Description of the task → Please return all lines from the records below that include the string "lang".

Stored records:
_____
PR #518, opened 2024-03-19
Test deprecation warning

kzqureshi:


discretisedfield/line.py
```diff
@@ -170,7 +170,7 @@ def point_columns(self):
 
     @point_columns.setter
     def point_columns(self, val):
-        if len(val) != 3:
+        if len(val) != len(self._point_columns):
```
lang-m, line 173: This is part of #524; please remove  from this MR.

pytest.ini
```diff
@@ -0,0 +1,9 @@
+[pytest]
+python_files = test_*.py
+python_functions = test_*
+filterwarnings =
+    ignore::DeprecationWarning:traitlets.*:
+    #ignore:Automatic coloring is only supported for 3d fields.*:UserWarning
+    ignore:The truth value of an empty array is ambiguous.*:DeprecationWarning
+    ignore:invalid value encountered in divide:RuntimeWarning
+    ignore:`ipykernel.pylab.backend_inline` is deprecated.*:DeprecationWarning
```
lang-m, line 9: - We don't want this file, instead everything should go into `pyproject.toml`
- I am not sure if all these exceptions should really be defined. We should only ignore warnings in third-party libraries that are not caused by us.

discretisedfield/tools/tools.py
```diff
@@ -273,9 +273,17 @@ def topological_charge(field, /, method="continuous", absolute=False):
 
     q = topological_charge_density(field, method=method)
     if absolute:
-        return float(abs(q).integrate())
+        result = abs(q).integrate()
+        if isinstance(result, np.ndarray) and result.size == 1:
+            result = result.item()
+        assert np.isscalar(result), "Expected a scalar result from integration"
+        return float(result)
```
lang-m, line 280: What are these conversions required for?

lang-m (changes requested):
_____
Answer section →
lang-m, line 173: This is part of #524; please remove  from this MR.
lang-m, line 9: - We don't want this file, instead everything should go into `pyproject.toml`
lang-m, line 280: What are these conversions required for?
lang-m (changes requested):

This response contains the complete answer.